Nachdem sich das Familiengericht mit der Frage der Befangenheit der Sachverständigen nicht in einem gesonderten Beschluss, sondern in der angefochtenen Hauptsacheentscheidung auseinandergesetzt hat, ist im Beschwerdeverfahren zu prüfen, ob die Beschwerde gegen einen entsprechenden Ablehnungsbeschluss Erfolg gehabt hätte (Zöller/Greger, a.a.O., § 406 Rn. 14a). Insoweit bekräftigte die Sachverständige im Rahmen der Erörterung der beanstandeten Äußerungen insbesondere, dass sie es nach wie vor als unwahrscheinlich erachte, dass der Vater die Mutter entsprechend deren Schilderung gewürgt und geschlagen habe. Hierbei stützte sich die Sachverständige allein auf die Beurteilung der Persönlichkeit des Vaters, der - falls der Vortrag der Mutter zutreffen sollte - eine entsprechende Täterpersönlichkeit haben müsse. Dies setze voraus, dass der Vater einen abgespaltenen Teil der Persönlichkeit habe, wofür wiederum Voraussetzung sei, dass der Vater selbst während seiner Kindheit extremer Gewalt ausgesetzt gewesen sei, was jedoch mit dem vom Elternhaus des Vaters gewonnenen Eindruck nicht in Einklang zu bringen sei.

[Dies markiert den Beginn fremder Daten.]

PR #5608, opened 2020-04-17
cli - fix schema output with no args, remove argcompletion around schema

kapilt:
#5599 had a regression for the no arg case which was being caught by the docker image testing.

argcompletion around schema command, was also bitrotted so removing for now, we can do better with a shell in the future.

### DIFF
--- a/c7n/commands.py
+++ b/c7n/commands.py
@@ -14,7 +14,7 @@
 from collections import Counter, defaultdict
 from datetime import timedelta, datetime
 from functools import wraps
-import inspect
+import itertools
 import logging
 import os
 import sys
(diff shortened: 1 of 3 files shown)


c7n/commands.py
```diff
@@ -316,63 +315,6 @@ def logs(options, policies):
...
-    """ For tab-completion via argcomplete, return completion options.
-
-    For the given prefix so far, return the possible options.  Note that
-    filtering via startswith happens after this list is returned.
-    """
-    from c7n import schema
-    load_available()
-    components = prefix.split('.')
-
-    if components[0] in provider.clouds.keys():
```
JohnHillegass, line 340: is components[0] always aws?

JohnHillegass:
looks like there are a few issues in test_cli where it is looking for the schema completer, other than that looks good!

c7n/commands.py
kapilt: its either the provider, `mode`, or naked in which case we prefix aws .


ie.  these are all valid

```
custodian schema aws
custodian schema ec2
custodian schema 
custodian schema gcp.instance
custodian schema gcp.instance.filters
```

Die Sachverständige hat damit außerhalb ihres Gutachtensauftrages zu Lasten der Mutter eine Bewertung der Glaubhaftigkeit streitiger Tatsachen vorgenommen, ohne diese auf objektive
Beweismittel oder eigene konkrete Erkenntnisse tatsächlicher Art stützen zu können. Vielmehr liegt ihrer Bewertung lediglich der vom Vater und dessen Familie gewonnene Eindruck zu Grunde. Diese weder mit den Grundsätzen der Beweiswürdigung noch der Glaubhaftigkeitsbegutachtung in Deckung zu bringende und die Glaubwürdigkeit der Mutter in Frage stellende Vorgehensweise, ist auch bei vernünftiger Betrachtung aus Sicht der Mutter geeignet, die Befürchtung einer Voreingenommenheit gegenüber der Mutter zu begründen. Dies gilt umso mehr, als die Sachverständige in ähnlicher Weise auch die streitige Behauptung der Mutter über Beziehungen des Vaters zu anderen, teils minderjährigen Frauen ebenfalls als sehr unwahrscheinlich einschätzte. Verstärkt wird die Befürchtung der Parteilichkeit zugunsten des Vaters objektiv dadurch, dass die Ausführungen der Sachverständige nicht hinreichend erkennen lassen, ob und gegebenenfalls wie sie den Vater belastenden Gesichtspunkte - insbesondere das Vorliegen der eidesstattlichen Versicherung der Mutter über die behaupteten Tätlichkeiten und die Schilderung der Kinder...,... und... über Schläge des Vaters - in ihre Beurteilung eingestellt hat.
Aufgrund des Erfolgs des Ablehnungsgesuchs kann das Gutachten der Sachverständigen im weiteren Verfahren nicht mehr verwertet werden (Zöller/Greger, a.a.O., § 406 Rn. 15) Eine gesonderte Kostenentscheidung ist entbehrlich, da es sich um Kosten des Verfahrens handelt (Zöller/Vollkommer, a.a.O. § 46 Rn. 8).